Problem to solve » Would you filter these records and copy every line that has the word "replaced"?

Dataset records »
+-------+
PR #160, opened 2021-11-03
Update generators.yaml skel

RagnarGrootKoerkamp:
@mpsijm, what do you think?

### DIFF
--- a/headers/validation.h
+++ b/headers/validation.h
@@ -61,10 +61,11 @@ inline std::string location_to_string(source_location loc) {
+-------+
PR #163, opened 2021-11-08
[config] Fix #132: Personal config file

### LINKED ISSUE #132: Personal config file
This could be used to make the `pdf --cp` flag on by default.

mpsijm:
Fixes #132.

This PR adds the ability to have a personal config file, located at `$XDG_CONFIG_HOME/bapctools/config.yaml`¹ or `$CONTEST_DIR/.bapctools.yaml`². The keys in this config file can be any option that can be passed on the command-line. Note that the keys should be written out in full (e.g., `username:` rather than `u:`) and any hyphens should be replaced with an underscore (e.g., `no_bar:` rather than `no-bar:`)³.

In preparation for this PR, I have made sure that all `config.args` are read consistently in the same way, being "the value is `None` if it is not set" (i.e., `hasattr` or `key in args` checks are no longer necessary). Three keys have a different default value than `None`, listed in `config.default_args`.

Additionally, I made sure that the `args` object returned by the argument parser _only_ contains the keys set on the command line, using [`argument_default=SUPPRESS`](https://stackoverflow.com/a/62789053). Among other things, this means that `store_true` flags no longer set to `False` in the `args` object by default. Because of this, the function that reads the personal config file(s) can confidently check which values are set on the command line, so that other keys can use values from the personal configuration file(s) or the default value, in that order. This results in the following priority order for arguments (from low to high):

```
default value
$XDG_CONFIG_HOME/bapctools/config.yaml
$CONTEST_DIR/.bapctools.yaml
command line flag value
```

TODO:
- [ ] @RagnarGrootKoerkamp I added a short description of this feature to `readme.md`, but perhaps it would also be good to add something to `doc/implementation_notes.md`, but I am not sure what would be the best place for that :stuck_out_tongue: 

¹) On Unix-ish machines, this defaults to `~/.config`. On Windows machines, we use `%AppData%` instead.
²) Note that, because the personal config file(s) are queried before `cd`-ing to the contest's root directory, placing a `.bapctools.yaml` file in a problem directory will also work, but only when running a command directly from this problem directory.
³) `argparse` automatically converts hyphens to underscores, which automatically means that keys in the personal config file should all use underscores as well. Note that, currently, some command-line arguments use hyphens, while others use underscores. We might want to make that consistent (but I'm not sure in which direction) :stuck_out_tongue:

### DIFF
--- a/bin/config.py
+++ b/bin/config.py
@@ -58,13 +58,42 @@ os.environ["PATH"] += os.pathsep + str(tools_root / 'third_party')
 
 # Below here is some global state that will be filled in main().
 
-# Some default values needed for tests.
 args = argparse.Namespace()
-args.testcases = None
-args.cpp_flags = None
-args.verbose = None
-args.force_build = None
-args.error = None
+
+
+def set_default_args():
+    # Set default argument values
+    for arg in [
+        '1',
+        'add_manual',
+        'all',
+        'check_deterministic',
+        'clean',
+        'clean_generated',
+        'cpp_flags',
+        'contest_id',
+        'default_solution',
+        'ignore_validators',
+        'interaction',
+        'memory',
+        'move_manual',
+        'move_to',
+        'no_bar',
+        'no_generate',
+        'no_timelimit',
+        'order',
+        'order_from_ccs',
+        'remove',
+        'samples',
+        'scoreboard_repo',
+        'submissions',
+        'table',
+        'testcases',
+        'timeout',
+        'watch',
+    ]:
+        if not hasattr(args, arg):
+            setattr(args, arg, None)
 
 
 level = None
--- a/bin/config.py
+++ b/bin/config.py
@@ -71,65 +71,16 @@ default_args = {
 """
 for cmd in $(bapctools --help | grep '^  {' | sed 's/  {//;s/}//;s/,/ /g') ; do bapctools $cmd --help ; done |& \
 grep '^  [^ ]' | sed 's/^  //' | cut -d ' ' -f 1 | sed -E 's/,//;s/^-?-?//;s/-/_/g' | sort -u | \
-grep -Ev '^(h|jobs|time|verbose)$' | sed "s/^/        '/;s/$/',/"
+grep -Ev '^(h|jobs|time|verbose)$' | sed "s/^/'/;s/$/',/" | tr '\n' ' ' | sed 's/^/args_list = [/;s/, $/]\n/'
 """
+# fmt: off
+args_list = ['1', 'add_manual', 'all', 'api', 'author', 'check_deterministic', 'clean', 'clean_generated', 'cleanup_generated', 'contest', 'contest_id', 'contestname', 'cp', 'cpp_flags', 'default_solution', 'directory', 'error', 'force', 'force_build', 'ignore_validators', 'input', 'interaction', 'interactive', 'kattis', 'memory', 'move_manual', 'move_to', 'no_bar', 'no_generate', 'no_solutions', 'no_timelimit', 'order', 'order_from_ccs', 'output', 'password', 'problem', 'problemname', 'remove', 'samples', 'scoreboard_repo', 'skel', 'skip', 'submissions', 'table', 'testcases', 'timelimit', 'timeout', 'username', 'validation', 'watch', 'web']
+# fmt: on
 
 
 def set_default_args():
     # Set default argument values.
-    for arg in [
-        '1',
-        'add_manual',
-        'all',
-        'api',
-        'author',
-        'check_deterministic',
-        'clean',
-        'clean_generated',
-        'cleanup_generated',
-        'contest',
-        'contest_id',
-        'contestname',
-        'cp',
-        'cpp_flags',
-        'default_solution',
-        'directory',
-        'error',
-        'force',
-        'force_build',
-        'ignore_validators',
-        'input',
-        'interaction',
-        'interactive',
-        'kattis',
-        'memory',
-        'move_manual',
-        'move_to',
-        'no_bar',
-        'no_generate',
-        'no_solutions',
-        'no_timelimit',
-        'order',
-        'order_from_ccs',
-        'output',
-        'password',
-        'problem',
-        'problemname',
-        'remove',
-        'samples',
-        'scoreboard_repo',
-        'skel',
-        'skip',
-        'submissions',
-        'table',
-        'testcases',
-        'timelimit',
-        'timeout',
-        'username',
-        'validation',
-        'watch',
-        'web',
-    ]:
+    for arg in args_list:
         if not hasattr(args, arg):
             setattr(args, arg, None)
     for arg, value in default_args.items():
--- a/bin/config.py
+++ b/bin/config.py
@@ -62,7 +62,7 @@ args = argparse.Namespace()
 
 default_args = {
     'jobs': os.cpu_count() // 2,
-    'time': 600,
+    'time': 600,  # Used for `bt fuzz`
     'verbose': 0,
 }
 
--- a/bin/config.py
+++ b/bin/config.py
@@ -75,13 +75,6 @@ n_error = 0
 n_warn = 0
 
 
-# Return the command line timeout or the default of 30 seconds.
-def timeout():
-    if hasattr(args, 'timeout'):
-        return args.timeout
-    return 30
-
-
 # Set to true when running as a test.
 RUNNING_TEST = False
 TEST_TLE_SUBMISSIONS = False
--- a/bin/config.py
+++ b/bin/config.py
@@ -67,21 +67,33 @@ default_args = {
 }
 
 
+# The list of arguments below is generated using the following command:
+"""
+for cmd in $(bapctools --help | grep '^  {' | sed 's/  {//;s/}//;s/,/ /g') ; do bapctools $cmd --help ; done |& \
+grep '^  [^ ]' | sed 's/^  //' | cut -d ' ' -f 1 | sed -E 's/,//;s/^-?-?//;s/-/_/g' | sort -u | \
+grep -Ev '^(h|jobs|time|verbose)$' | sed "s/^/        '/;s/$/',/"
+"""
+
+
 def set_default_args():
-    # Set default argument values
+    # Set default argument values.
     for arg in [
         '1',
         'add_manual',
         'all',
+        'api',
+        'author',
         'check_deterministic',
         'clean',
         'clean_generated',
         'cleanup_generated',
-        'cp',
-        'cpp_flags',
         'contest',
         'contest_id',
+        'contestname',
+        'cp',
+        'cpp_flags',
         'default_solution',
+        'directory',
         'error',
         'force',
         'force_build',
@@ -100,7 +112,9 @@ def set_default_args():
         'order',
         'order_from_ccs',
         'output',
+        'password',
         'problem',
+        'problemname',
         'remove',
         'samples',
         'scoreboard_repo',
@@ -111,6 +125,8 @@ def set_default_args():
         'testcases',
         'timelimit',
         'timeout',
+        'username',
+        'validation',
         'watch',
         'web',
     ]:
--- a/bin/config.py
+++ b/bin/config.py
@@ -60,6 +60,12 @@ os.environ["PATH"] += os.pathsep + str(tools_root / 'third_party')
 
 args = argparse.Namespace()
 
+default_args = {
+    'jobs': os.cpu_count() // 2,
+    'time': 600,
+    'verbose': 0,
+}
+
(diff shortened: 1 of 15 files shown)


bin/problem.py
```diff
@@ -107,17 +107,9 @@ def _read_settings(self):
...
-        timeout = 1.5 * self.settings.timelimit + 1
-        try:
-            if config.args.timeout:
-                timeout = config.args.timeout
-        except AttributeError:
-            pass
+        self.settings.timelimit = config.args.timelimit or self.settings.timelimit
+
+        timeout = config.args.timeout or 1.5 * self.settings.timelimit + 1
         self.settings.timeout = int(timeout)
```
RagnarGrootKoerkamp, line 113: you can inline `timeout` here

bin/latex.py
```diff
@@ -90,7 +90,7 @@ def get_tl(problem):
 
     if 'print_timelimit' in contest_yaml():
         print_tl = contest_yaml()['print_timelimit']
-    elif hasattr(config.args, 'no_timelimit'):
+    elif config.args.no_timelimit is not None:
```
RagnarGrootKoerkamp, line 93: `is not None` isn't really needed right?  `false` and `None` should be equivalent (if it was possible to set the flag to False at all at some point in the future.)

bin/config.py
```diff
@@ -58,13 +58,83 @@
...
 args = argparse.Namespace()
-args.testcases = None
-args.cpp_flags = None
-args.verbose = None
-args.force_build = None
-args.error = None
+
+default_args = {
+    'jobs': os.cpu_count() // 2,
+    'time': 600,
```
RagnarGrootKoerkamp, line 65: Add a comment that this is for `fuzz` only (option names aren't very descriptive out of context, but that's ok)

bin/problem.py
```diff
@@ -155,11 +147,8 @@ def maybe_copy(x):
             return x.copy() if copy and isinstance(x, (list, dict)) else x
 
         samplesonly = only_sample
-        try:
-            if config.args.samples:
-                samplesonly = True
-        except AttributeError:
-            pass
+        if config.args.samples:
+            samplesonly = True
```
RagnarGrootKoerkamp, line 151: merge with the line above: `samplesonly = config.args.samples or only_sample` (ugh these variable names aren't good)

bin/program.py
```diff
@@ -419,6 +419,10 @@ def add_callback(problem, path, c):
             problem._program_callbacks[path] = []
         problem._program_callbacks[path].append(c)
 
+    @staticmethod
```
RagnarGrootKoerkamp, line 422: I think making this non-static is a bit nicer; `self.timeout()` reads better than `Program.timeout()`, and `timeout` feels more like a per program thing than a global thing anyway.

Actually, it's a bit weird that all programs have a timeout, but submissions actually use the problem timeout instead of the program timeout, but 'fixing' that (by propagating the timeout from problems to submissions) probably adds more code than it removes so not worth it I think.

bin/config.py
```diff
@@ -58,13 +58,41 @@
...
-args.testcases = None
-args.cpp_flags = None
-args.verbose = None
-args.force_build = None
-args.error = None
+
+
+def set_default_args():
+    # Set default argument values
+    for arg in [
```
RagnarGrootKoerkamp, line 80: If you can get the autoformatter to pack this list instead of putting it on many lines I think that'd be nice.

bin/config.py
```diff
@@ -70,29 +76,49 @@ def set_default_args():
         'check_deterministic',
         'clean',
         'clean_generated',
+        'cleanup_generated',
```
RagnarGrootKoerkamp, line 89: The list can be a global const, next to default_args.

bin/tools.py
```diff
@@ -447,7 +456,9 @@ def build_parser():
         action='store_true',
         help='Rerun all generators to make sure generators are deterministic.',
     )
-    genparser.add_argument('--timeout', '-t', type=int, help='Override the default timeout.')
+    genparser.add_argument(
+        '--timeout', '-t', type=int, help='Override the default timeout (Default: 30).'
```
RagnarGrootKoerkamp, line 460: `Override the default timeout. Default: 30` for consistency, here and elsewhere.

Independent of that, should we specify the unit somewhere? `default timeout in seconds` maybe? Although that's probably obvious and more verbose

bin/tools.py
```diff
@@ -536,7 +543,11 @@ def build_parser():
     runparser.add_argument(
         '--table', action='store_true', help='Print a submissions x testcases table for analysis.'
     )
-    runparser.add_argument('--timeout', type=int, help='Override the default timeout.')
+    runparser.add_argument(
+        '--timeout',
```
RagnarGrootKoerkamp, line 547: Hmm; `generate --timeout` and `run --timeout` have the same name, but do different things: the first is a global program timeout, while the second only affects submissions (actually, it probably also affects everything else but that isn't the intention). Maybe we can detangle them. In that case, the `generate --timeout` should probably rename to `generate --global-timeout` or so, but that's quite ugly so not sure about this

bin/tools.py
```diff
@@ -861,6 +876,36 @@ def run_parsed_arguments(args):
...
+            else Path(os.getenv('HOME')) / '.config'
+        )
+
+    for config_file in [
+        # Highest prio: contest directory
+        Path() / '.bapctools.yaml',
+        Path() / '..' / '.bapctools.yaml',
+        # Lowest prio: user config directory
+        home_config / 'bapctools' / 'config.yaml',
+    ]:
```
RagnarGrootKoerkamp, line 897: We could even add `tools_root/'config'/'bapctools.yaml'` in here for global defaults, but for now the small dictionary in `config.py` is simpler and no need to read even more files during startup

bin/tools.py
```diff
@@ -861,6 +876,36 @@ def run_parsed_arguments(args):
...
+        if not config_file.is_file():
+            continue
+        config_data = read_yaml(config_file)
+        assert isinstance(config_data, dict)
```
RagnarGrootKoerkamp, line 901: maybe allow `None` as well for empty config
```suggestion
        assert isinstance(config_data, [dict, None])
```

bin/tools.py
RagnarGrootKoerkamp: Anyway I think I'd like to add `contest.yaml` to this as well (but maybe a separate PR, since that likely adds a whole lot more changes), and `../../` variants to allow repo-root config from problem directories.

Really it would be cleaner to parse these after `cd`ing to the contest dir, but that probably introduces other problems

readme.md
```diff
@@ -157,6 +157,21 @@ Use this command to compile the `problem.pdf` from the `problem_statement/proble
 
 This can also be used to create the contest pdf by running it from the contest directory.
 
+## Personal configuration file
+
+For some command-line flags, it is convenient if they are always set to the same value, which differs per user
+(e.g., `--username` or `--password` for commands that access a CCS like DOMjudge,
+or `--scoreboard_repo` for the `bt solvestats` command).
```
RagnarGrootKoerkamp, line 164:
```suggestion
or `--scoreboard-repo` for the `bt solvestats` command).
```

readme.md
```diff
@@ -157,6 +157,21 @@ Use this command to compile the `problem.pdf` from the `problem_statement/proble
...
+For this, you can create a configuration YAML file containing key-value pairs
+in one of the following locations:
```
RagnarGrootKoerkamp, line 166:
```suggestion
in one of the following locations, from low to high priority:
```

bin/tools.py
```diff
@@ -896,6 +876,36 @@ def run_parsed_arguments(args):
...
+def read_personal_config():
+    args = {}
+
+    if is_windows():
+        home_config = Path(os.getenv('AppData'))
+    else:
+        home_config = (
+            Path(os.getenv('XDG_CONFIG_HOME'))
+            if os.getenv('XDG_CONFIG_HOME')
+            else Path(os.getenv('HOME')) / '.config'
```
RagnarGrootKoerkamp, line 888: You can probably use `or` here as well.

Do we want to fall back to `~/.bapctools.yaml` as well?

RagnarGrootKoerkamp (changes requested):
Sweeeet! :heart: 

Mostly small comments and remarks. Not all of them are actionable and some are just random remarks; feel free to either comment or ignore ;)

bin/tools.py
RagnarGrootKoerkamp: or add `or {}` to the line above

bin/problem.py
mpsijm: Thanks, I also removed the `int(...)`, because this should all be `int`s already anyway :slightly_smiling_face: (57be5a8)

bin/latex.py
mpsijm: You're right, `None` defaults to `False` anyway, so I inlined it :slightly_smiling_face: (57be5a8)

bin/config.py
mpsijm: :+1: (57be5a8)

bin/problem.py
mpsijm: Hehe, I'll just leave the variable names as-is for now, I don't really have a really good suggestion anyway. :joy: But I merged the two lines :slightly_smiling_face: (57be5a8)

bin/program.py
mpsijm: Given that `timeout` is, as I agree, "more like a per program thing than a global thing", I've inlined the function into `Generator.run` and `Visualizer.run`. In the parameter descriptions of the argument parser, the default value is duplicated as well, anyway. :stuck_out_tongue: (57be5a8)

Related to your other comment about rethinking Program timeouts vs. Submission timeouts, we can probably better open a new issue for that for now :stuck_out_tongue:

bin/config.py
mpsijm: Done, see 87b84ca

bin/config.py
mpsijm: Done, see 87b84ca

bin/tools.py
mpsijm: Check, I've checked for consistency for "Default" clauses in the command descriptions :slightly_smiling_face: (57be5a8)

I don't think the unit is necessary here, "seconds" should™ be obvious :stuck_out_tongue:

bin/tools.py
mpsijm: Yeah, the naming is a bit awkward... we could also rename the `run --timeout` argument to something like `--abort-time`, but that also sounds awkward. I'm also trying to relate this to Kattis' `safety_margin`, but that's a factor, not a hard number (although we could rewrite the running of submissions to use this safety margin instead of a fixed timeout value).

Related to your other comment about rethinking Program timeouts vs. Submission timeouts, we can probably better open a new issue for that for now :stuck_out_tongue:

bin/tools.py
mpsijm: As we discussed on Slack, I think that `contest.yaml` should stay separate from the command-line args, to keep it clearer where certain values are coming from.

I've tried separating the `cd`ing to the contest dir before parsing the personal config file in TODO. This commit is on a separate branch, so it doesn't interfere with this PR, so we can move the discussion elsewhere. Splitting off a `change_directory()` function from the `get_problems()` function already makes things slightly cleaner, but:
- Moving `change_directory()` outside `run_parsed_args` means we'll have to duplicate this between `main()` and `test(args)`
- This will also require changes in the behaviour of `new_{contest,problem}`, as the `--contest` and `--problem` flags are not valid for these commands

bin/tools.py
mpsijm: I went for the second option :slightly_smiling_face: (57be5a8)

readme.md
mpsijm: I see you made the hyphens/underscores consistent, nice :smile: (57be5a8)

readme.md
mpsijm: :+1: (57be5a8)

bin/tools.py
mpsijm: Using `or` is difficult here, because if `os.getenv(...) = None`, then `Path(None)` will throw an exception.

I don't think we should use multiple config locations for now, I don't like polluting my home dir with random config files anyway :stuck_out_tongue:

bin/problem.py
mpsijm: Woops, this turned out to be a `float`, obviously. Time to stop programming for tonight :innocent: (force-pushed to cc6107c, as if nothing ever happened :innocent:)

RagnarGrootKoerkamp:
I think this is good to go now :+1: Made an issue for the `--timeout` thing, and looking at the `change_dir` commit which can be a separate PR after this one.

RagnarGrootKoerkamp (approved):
+-------+
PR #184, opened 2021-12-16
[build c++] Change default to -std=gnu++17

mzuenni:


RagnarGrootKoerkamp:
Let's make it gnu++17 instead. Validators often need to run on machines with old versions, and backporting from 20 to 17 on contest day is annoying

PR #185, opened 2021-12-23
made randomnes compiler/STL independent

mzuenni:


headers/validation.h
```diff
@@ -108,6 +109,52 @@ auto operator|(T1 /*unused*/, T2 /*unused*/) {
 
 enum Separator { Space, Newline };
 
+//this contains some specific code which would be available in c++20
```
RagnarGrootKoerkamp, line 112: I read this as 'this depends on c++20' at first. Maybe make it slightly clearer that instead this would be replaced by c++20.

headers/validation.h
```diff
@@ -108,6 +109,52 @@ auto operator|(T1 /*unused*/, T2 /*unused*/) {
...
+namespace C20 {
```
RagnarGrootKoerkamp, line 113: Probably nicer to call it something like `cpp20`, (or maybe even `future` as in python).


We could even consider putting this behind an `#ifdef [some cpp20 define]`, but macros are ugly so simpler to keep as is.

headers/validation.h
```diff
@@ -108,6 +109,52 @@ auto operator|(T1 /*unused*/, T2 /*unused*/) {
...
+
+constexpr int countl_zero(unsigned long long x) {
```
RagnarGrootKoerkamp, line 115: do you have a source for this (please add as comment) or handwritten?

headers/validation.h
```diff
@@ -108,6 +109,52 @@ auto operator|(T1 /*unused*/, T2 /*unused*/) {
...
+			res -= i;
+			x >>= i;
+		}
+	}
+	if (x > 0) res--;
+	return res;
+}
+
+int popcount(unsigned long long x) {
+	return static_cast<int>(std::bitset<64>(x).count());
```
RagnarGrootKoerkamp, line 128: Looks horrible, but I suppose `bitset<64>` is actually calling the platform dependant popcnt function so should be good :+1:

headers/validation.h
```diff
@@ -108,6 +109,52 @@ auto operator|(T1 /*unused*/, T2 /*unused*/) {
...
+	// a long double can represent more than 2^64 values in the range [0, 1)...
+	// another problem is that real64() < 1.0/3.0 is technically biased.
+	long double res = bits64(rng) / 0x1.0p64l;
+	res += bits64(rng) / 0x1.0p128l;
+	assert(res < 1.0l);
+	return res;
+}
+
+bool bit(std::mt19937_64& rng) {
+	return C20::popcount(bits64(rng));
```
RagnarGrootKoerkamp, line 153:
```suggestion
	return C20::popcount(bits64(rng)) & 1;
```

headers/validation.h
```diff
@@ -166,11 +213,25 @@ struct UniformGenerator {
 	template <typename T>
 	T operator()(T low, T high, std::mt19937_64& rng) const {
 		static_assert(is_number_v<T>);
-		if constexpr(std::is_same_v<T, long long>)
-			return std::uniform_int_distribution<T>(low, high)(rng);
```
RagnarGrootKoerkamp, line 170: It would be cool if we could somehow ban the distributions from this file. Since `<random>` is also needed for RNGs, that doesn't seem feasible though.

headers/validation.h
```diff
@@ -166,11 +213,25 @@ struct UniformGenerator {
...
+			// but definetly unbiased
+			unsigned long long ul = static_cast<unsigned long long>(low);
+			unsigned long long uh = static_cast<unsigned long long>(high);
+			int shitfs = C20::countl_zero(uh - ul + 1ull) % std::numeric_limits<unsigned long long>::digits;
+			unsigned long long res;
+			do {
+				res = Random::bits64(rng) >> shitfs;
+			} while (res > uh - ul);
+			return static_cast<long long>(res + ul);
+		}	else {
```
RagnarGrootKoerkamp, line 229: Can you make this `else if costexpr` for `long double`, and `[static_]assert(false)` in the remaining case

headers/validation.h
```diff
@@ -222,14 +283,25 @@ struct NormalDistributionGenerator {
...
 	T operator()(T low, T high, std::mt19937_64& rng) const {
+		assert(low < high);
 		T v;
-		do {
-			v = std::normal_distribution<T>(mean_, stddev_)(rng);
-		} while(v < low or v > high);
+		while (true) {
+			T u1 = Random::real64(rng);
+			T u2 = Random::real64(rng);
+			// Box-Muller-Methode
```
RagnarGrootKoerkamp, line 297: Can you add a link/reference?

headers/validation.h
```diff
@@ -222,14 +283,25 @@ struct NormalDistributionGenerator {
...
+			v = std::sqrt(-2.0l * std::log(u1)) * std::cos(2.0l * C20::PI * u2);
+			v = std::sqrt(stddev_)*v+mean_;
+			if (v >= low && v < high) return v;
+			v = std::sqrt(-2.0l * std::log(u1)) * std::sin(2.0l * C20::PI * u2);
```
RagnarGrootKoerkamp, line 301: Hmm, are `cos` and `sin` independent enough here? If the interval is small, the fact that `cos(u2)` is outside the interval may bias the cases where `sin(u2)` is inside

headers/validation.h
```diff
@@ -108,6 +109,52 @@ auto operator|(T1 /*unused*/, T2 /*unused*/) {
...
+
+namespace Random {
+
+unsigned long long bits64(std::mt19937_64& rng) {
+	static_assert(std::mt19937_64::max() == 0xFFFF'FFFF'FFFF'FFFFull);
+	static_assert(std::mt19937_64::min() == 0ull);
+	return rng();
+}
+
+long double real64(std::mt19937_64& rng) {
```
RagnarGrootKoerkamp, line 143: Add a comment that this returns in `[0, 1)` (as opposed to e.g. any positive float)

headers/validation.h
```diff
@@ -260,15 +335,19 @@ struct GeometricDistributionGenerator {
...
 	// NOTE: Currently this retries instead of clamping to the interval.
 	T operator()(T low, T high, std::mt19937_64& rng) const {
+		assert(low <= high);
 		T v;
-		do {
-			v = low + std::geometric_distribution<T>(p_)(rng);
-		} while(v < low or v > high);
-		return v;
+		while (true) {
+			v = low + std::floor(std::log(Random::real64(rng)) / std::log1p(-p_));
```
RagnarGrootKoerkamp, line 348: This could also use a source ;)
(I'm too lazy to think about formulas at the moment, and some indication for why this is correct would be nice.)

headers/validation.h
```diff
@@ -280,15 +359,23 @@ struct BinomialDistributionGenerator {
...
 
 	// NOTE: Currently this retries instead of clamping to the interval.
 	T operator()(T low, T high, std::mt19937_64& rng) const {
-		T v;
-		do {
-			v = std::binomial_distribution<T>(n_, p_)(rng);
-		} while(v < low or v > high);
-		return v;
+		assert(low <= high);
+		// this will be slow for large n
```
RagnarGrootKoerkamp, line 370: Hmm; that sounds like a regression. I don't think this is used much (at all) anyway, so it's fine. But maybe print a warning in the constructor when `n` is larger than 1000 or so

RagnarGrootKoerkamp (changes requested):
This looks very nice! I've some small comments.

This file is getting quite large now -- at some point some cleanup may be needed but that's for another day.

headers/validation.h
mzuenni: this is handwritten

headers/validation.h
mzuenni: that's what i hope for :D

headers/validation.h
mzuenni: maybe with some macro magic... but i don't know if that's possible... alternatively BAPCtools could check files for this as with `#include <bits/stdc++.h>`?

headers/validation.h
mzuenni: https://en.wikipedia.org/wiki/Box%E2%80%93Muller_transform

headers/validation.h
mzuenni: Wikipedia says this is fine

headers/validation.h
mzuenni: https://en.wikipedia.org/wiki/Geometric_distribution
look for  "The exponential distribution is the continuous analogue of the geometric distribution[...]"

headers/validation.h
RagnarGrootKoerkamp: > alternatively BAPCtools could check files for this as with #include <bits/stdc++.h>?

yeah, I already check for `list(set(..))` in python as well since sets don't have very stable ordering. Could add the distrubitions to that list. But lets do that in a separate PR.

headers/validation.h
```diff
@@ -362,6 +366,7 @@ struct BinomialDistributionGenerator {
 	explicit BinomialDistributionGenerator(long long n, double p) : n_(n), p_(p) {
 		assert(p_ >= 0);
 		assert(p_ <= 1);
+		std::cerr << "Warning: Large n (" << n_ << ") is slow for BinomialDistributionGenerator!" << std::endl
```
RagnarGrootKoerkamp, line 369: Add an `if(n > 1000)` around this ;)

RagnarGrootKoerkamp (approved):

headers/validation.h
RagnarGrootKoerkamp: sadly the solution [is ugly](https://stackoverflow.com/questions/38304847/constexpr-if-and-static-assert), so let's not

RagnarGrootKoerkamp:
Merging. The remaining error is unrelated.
+-------+
Reply to the exercise »
This PR adds the ability to have a personal config file, located at `$XDG_CONFIG_HOME/bapctools/config.yaml`¹ or `$CONTEST_DIR/.bapctools.yaml`². The keys in this config file can be any option that can be passed on the command-line. Note that the keys should be written out in full (e.g., `username:` rather than `u:`) and any hyphens should be replaced with an underscore (e.g., `no_bar:` rather than `no-bar:`)³.
RagnarGrootKoerkamp, line 112: I read this as 'this depends on c++20' at first. Maybe make it slightly clearer that instead this would be replaced by c++20.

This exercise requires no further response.